[Task statement]:
Output all entries below exactly as they are given.

-------- Data supplied --------

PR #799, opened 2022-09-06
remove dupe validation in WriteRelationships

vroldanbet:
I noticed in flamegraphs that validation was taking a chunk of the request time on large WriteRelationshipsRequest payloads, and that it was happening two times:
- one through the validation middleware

--------

[Written solution]:
PR #799, opened 2022-09-06
remove dupe validation in WriteRelationships

vroldanbet:
I noticed in flamegraphs that validation was taking a chunk of the request time on large WriteRelationshipsRequest payloads, and that it was happening two times:
- one through the validation middleware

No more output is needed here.